# swollen knee joint



## SusanP

Hi all, I'm new here, also fairly new to raising chickens, and have come across my first challenge.

One of our hens started limping badly about a week ago, and appeared to have a swollen knee joint (if that's what you call the middle leg joint on a chicken?). We did some research, and as a result examined her foot and leg. No sign of bumblefoot, and no sign of a cut or infection on the leg. 

However, her knee does appear quite swollen, and seems somewhat tender to the touch. We put her in a cat travel cage with a comfy bed, food, water and other goodies, in an attempt to keep her quiet and able to rest the leg. We also started giving her a small amount of aspirin on some fruit daily.

Well on the 3rd day she busted out! I must have not secured the door properly when I was checking her food and water. We're going to catch her again tonight and put her back in isolation, despite her protests.

My question though, is given that she's not showing any evidence of an external injury, could she simply have sprained her knee or injured the tendon? If so, how long is it recommended to keep her on "bed rest?" 

She's a young one, in fact she hasn't yet started laying, which is another part of my question actually. All the others that we got at the same time have been laying now for about 2 months, but this one still doesn't have much of a comb to speak of.
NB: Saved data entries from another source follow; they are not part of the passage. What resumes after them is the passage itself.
PR #1737, opened 2021-09-18
KTIJ-19540 Keep companion object if still used after move refactor

XiangRongLin:
closes https://youtrack.jetbrains.com/issue/KTIJ-19540

I think I created the tests correctly, but I'm not sure. Is there some documentation on what the `companionHasReference.test` does exactly and what the `usages` folder does, which i left out

### DIFF
--- a/plugins/kotlin/idea/src/org/jetbrains/kotlin/idea/refactoring/move/moveDeclarations/MoveKotlinDeclarationsProcessor.kt
+++ b/plugins/kotlin/idea/src/org/jetbrains/kotlin/idea/refactoring/move/moveDeclarations/MoveKotlinDeclarationsProcessor.kt
@@ -61,11 +61,6 @@ import kotlin.math.min
 interface Mover : (KtNamedDeclaration, KtElement) -> KtNamedDeclaration {
     object Default : Mover {
         override fun invoke(originalElement: KtNamedDeclaration, targetContainer: KtElement): KtNamedDeclaration {
-            fun KtObjectDeclaration.hasNoUsages(): Boolean {
-                return KotlinFindUsagesHandlerFactory(project).createFindUsagesHandler(this, false)
-                    .findReferencesToHighlight(this, LocalSearchScope(containingFile)).isEmpty()
-            }
-
             return when (targetContainer) {
                 is KtFile -> {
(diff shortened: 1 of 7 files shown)


plugins/kotlin/idea/src/org/jetbrains/kotlin/idea/refactoring/move/moveDeclarations/MoveKotlinDeclarationsProcessor.kt
```diff
@@ -59,6 +61,11 @@ import kotlin.math.min
 interface Mover : (KtNamedDeclaration, KtElement) -> KtNamedDeclaration {
     object Default : Mover {
         override fun invoke(originalElement: KtNamedDeclaration, targetContainer: KtElement): KtNamedDeclaration {
+            fun KtObjectDeclaration.hasNoUsages(): Boolean {
```
vladimirdolzhenko, line 64: Please inline this function to avoid unnecessary overhead - it's not good to create a local function just for a single call - if you like you can use `run` that gives same short form with a `this` reference

XiangRongLin: I inlined it.

As for my reasoning behind the function is that I found the if condition easier to read this way.

vladimirdolzhenko:
Thanks, merged as https://github.com/JetBrains/intellij-community/commit/a3cf0c3cb58539b632e0ecb979514d0bbceba055

vladimirdolzhenko:
Please pay attention to the commit message - in Kotlin have some kind of policy (gonna update https://github.com/JetBrains/intellij-community/blob/master/plugins/kotlin/CONTRIBUTING.md though)

- To mark a commit that fixes some issue you need to add `#KTIJ-NNN Fixed` at the end of commit message
- Some informal rule for IJ: it's worth to start with a plugin prefix, like `[kotlin]` for the Kotlin plugin

XiangRongLin:
There is a kotlin specific readme o.O
I completly missed that, I only saw the one in the project root.

I'll keep those things in mind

We wonder if it's possible she has some kind of a condition that's affecting her growth, and perhaps this has something to do with her swollen knee joint?

Might be a bit of a stretch, but you know how you start to imaging all kinds of things when something doesn't seem right. 

Any suggestions for this new chicken mama would be most appreciated!


----------



## Bee

Good thinking on the condition she may have that the others do not. Some vitamin deficiencies can cause joint swelling and if she is a late bloomer it could be why.

Swollen joints can be from a Vit B or niacin deficiency but if the rest of the birds do not have this on the feed you are feeding, it's a bird problem instead of a flock problem.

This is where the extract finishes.